Cruise Industry News has invited some of the leading cruise destinations in the Caribbean to participate in a roundtable discussion on 2010 and beyond. While bigger ships, traffic numbers and infrastructure development plans in the region look very promising, a shaky economy has reduced passenger spending and there is no shortage of challenges in the months and years ahead.
Aruba is set to roll out a new marketing platform for 2010, creating a single brand for all of Aruba’s ourism, according to Tamara Waldron, director of Aruba Cruise Tourism.
Ryan Blackett, director of cruise for Barbados, said that the island is opening a number of different attractions that will be more accessible to the cruising public. Additionally, he said that hotels are becoming more open to the idea of welcoming cruise passengers to their facilities.
The Cayman Islands may be finally adding a pier as well. Joseph Woods, manager of cruise operations and security for the port authority, explained that plans are being “vigorously pursued”. At this point, plans call for four berths that would accommodate the biggest ships from Carnival Cruise Lines and Royal Caribbean.
In Curacao, Dino Daal, director of product development said, “in terms of development more attention will be devoted to city center improvements with concrete action plans, which will significantly enhance passenger experiences.”
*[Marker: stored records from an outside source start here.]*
PR #3843, opened 2022-09-28
RD-5988 Fix agent package renaming

glukhman:
The previous code turned e.g. `manylinux-x86_64-agent_7.0.0-.dev1.tar.gz` into `manylinux-x86.tar.gz`

### DIFF
--- a/packaging/agents/copy_packages.py
+++ b/packaging/agents/copy_packages.py
@@ -19,7 +19,7 @@ def splitext(filename):
 
 
 def normalize_agent_name(filename):
-    return filename.split("_", 1)[0].lower()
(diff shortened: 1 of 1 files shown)


packaging/agents/copy_packages.py
```diff
@@ -19,7 +19,7 @@ def splitext(filename):
 
 
 def normalize_agent_name(filename):
-    return filename.split("_", 1)[0].lower()
+    return filename.rpartition("_")[0].lower()
```
geokala, line 22: rsplit('_', 1) would also work- any reason you preferred to shift to partition? (longer returned value though negligibly for what we're doing)

geokala (approved):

Colin Piper, CEO and director of tourism at the Discover Dominica Authority, added that a new public awareness campaign is underway. “Passenger experiences are also expected to be optimized as a result of the public awareness campaign, which will be increased during 2010, as well as additional entertainment at cruise ports to welcome visitors ashore and encourage more disembarkation.”
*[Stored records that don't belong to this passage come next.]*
PR #3847, opened 2022-09-29
RD-6039 Allow sanity on community

geokala:


glukhman (dismissed):

geokala:
Removed the swagger pin- looks like it was a CI issue which probably wants a same-named branch in premium

mateumann (approved):

PR #3848, opened 2022-09-30
RD-5931 Docker image for NGINX

adrian-polanczyk-codilime:


tehasdf (commented):
this whole `$DOLLAR` business is a bit ugly. It'll make it hard to work on the config files later.

But we don't have to do it!

1. I note that the nginx image has templating built-in, we don't need to do it ourselves, we just need to put templates `/etc/nginx/templates` (see [the docs](https://hub.docker.com/_/nginx), ctrl+f "templates")
2. So I suggest taking the smallest possible subset of things that need templating, putting them in templates, and including those templated files.

From what I see, this is only going to be the `worker_processes`, `worker_connections`, and `REST_SERVICE_PORT`? In which case, we can have just two templates:
- `workers.conf.template` containing `worker_processes` + `events { ...` - and an `include workers.conf;` in the main file
- `rest_upstream.conf.template` with just that `upstream`, included where it currently is

nginx/Dockerfile
```diff
@@ -0,0 +1,15 @@
...
+
+WORKDIR /opt
+
+RUN rm -rf /etc/nginx/conf.d/default.conf
+
+RUN mkdir -p /var/log/cloudify/nginx
+
+COPY ./config/nginx.conf /etc/nginx/nginx.conf
+COPY ./config/conf.d /etc/nginx/conf.d
+COPY ./config/templates /etc/nginx/templates
```
mateumann, line 15: Is `nginx/templates/` used anywhere?

nginx/config/conf.d/cloudify.conf
```diff
@@ -0,0 +1,7 @@
+# Declares the size of a request's body. This is mainly used to allow large blueprints to be uploaded.
+client_max_body_size 0m;
+
+# Overcoming the renowned http://stackoverflow.com/questions/19238122/nginx-with-ubuntu-and-rails-on-digital-ocean
+types_hash_max_size 4096;
+
+include "/etc/nginx/conf.d/*.upstream";
```
mateumann, line 7: Hmm… I don't see any `*.upstream` files here.  Where are they?

nginx/config/nginx.conf
```diff
@@ -0,0 +1,37 @@
+user  nginx;
+include /etc/nginx/conf.d/workers.vars;
```
mateumann, line 2: No such file or directory ;)

mateumann (approved):

mateumann (changes requested):
please see the questions

mateumann (approved):

nginx/Dockerfile
adrian-polanczyk-codilime: files inside `templates` will be translated to ` conf.d` directory automatically

PR #3866, opened 2022-10-18
RD-6073 Register RabbitMQ brokers in DB

adrian-polanczyk-codilime:


rest-service/manager_rest/configure_manager.py
```diff
@@ -25,6 +31,75 @@ def _generate_password(length=12):
...
+    return ''
+
+
+def _insert_rabbitmq_ca_cert(cert, name):
+    sm = get_storage_manager()
+    inst = models.Certificate(
+        name=name,
+        value=cert,
+        updated_at=datetime.datetime.now(),
+        _updater_id=0,
```
tehasdf, line 80: as we found recently, `_updater_id` doesn't actually need to be set here, so we can omit this line (I think at some point it was not null?)

rest-service/manager_rest/configure_manager.py
```diff
@@ -25,6 +31,75 @@ def _generate_password(length=12):
...
+    )
+    sm.put(inst)
+
+    return inst.id
```
tehasdf, line 84: hmm, if we returned `inst` directly rather than `inst.id`, then creating `models.RabbitMQBroker(` could take `ca_cert=this_inst` rather than `_ca_cert_id`

The difference is that `.id` is not necessarily assigned immediately, only on commit, so we could have this not require a commit
(currently `sm.put()` commits)

PR #12, opened 2018-03-07
Add Smartlock feature

### LINKED ISSUE #2: Support Google SmartLock for password retrieval
Implementatin docs: https://developers.google.com/identity/smartlock-passwords/android/

We have it at VG today so we don't want to regress on this. Could be an optional feature in the SDK. "Worst case" you could just expose the username and password fields in the login/signup form (since they are two forms now you might need to be a bit creative here)

Astach:
- Launch smartlock whatever the chosen flow ( password/passwordless)
- Silently log the user in if credentials are found
- If the user aborts the smartlock login -> fallback to the launched flow
- If there are multiple accounts, the user will be prompt to choose one, if it's the first login the selected flow will be launch and the identifier prefilled.
-if the selected flow is the password one, the use will be asked to save the credentials ( doesn't work for passwordless since it makes no sense to save a temporary validation code)
- if the login fails with smartlock, credentials will be deleted.

Fixes #2


common/src/main/java/com/schibsted/account/common/smartlock/Smartlock.kt
```diff
@@ -0,0 +1,11 @@
+/*
+ * Copyright (c) 2018 Schibsted Products & Technology AS. Licensed under the terms of the MIT license. See LICENSE in the project root.
+ */
+
+package com.schibsted.account.common.smartlock
+
+interface Smartlock {
+    fun requestCredentials()
+    fun saveCredential(username: String, password: String)
```
Nexcius: `saveCredentials`

common/src/main/java/com/schibsted/account/common/smartlock/Smartlock.kt
```diff
@@ -0,0 +1,11 @@
...
+    fun deleteCredential()
```
Nexcius: +s

core/src/main/java/com/schibsted/account/ClientConfiguration.kt
```diff
@@ -7,9 +7,9 @@ package com.schibsted.account
 import android.os.Parcel
 import android.os.Parcelable
 import android.support.annotation.VisibleForTesting
+import com.schibsted.account.common.util.Logger
```
Nexcius: Re-arranging imports should ideally not be done in untouched classes

core/src/main/java/com/schibsted/account/engine/controller/PasswordlessController.kt
```diff
@@ -12,13 +12,13 @@ import com.schibsted.account.engine.input.VerificationCode
...
 import com.schibsted.account.engine.integration.ResultCallback
 import com.schibsted.account.engine.integration.contract.PasswordlessContract
-import com.schibsted.account.engine.operation.AccountStatusOperation
-import com.schibsted.account.engine.operation.AgreementLinksOperation
 import com.schibsted.account.engine.operation.AgreementsCheckOperation
 import com.schibsted.account.engine.operation.MissingFieldsOperation
-import com.schibsted.account.engine.operation.ResendCodeOperation
-import com.schibsted.account.engine.operation.SendValidationCodeOperation
 import com.schibsted.account.engine.operation.VerifyCodeOperation
+import com.schibsted.account.engine.operation.AccountStatusOperation
```
Nexcius: Should not be part of the changeset

example/src/main/java/com/schibsted/account/example/MainActivity.java
```diff
@@ -32,6 +31,8 @@
 
 import java.util.Locale;
 
+import static com.schibsted.account.ui.smartlock.SmartlockImpl.SMARTLOCK_FAILED;
```
Nexcius: Please avoid static imports

gradle/wrapper/gradle-wrapper.properties
```diff
@@ -1,4 +1,4 @@
-#Mon Oct 30 12:13:42 CET 2017
+#Fri Feb 23 15:42:55 CET 2018
```
Nexcius: Unneeded change

smartlock/build.gradle
```diff
@@ -0,0 +1,86 @@
...
+        release {
+            minifyEnabled false
+            proguardFiles getDefaultProguardFile('proguard-android.txt'), 'proguard-rules.pro'
+        }
+    }
+
+}
+
+dependencies {
+    implementation fileTree(dir: 'libs', include: ['*.jar'])
```
Nexcius: Should be removed

smartlock/build.gradle
```diff
@@ -0,0 +1,86 @@
...
+    implementation project(":common")
+    compileOnly project(":core")
```
Nexcius: Why is this compile only?

smartlock/build.gradle
```diff
@@ -0,0 +1,86 @@
...
+                fixDependencies(dependenciesNode, project)
+                addDependency(dependenciesNode, artifactOrg, "account-sdk-android-common", artifactVersion)
+                addArtifactMetadata(asNode(), "Schibsted Account SDK Smartlock Module",
+                        "The Smartlock module for the Schibsted Account SDK", "https://github.com/schibsted/account-sdk-android", pomConfig)
+            }
+        }
+    }
+}
+
+bintray {
```
Nexcius: This will fail without a Bintray package. Please set one up in https://bintray.com/schibsted/Account-SDK-Android
(create an account and send me your username for the org invite)

smartlock/proguard-rules.pro
```diff
@@ -0,0 +1,21 @@
+# Add project specific ProGuard rules here.
```
Nexcius: Should be empty

smartlock/src/main/java/com/schibsted/account/smartlock/SmartlockController.kt
```diff
@@ -0,0 +1,171 @@
...
+    /**
+     * Request Credentials from the Credentials API.
+     */
+    private fun requestCredentials(credentialRequest: CredentialRequest) {
+
+        credentialsClient.request(credentialRequest).addOnCompleteListener(
+                OnCompleteListener<CredentialRequestResponse> { task ->
+                    if (task.isSuccessful) {
+                        retrieveCredential(task.result.credential)
+                        return@OnCompleteListener
```
Nexcius: Simple if .. else will suffice :)

smartlock/src/main/java/com/schibsted/account/smartlock/SmartlockController.kt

A new road system in the Dominican Republic will provide better access to historic destinations, according to Luis Molina, executive director of Sans Soucí Ports.
In Grenada, Edwin Frank, a spokesperson for the board of tourism, said that Grenada is working in the short term to augment its product offerings. Additionally, he commented that Grenada has created a roster of vendors. “Instead of having every vendor there when a ship comes in, we worked with the community to create a roster of who is there.” Edwin went onto say that the shopping experience on the island “has been improved in a big way.”
Director of Cruise for Guadeloupe, Olivier Bernard Michel, commented that Guadeloupe now has 30 “Ameritouristes” in town to assist cruise passengers. These dedicated bilingual guides help inform passengers of what there is to see and do in Guadeloupe, and answer any questions.
And in Jamaica, Falmouth is the big news. The town and port, being developed by Jamaica and Royal Caribbean, is set to open in December for the Allure of the Seas, followed by the Oasis, according to William Tatham, vice president of cruise shipping and marina operations for the port authority.
Tatham commented: “A great deal of effort is being focused on the Falmouth project ensuring that the port is completed in its projected timeframe. At the same time, we are presently finishing up an extensive refurbishing exercise at our facilities in Montego Bay and Ocho Rios. In Montego Bay this includes a complete facelift to the terminal building, including a resurfacing of the roof area, a complete repaint of the building inside and out, using a new color scheme, and refurbishing of bathrooms. In Ocho Rios, we have also done a facelift with a new color scheme and retiled the terminal building.”
Additionally, Jamaica is set to launch a berth reservation system this spring. Tatham explained, “it’s an online booking system that will allow itinerary planners to book and cancel their vessels in real time. This will allow for greater efficiency in the usage of our berths and ensure that there are no lost opportunities”
A new shopping mall in addition to more shore excursion offerings are noteworthy in Martinique, according to Jacques Bajal, manager of cruise and sailing for the Martinique Tourism Authority. The Saint-Louis Fort is also set to reopen in late 2010, following completion of renovation.
Puerto Rico continues to follow its strategic plan, which runs through 2015. The six pillars of the tourism development plan include: new tourism products, improved air, maritime and ground transportation access, lower cost of doing business, new marketing strategies, improved product quality and new brand positioning for Puerto Rico.
St. Maarten is in the early planning stages to develop the onshore area at the second cruise pier, according to Mark Mingo, CEO of the St. Maarten Harbour Group of Companies. Additionally, St. Maarten is looking at developing another onshore facility near the tender jetty across from the Sea Palace Hotel.
In St. Thomas, Edward Thomas, president and CEO of the West Indian Company, said that the road system at the eastern end of the main harbor has been significantly improved. He added, “this further reduces congestion and significantly improves the passenger movement and ultimately passengers’ satisfactory experience.”